**WORK INSTRUCTION**
Nothing in the records may be left out; restate them word for word.

**MATERIAL PROVIDED**

[Start of Attachment]

PR #2522, opened 2014-12-30
WS0010 OLED controller support

orangkucing:
1. WS0010 supported (4- and 8-bit transfers and JP font as well as w/
or w/o _rw_pin, and EU-I, Russia and EU-II fonts)
2. busy flag is checked if _rw_pin is specified

### DIFF
--- a/libraries/LiquidCrystal/LiquidCrystal.cpp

[End of Attachment]

**PROBLEM SOLUTION**
PR #2522, opened 2014-12-30
WS0010 OLED controller support

orangkucing:
1. WS0010 supported (4- and 8-bit transfers and JP font as well as w/
or w/o _rw_pin, and EU-I, Russia and EU-II fonts)
2. busy flag is checked if _rw_pin is specified

### DIFF
--- a/libraries/LiquidCrystal/LiquidCrystal.cpp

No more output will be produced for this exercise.